What the exercise asks
What lines below contain the string "fixed"? List them all.

[Stored data]
___

PR #4377, opened 2021-10-06
add failing 9.3 test

tjhei:
MGLevelGlobalTransfer in deal.II 9.3.1 contains a bug that has been fixed on master. This is triggered in ASPECT with GMG, mesh deformation, and adaptive refinement (in certain cases).
Add the test now (and disable it until we switch to 10.0).


tjhei:
@zjiaqi2018 also relevant for you. Use deal.II master for now.

tjhei:
fixed in https://github.com/dealii/dealii/pull/12634

tjhei:
> I assume this case is disabled in master for deal.II prior to the fix? If so, ready to merge.

The test added here is disabled (note the extension is not prm) as it crashes. We will need to remember to update the name and add the correct output.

___

Completed task
MGLevelGlobalTransfer in deal.II 9.3.1 contains a bug that has been fixed on master. This is triggered in ASPECT with GMG, mesh deformation, and adaptive refinement (in certain cases).
fixed in https://github.com/dealii/dealii/pull/12634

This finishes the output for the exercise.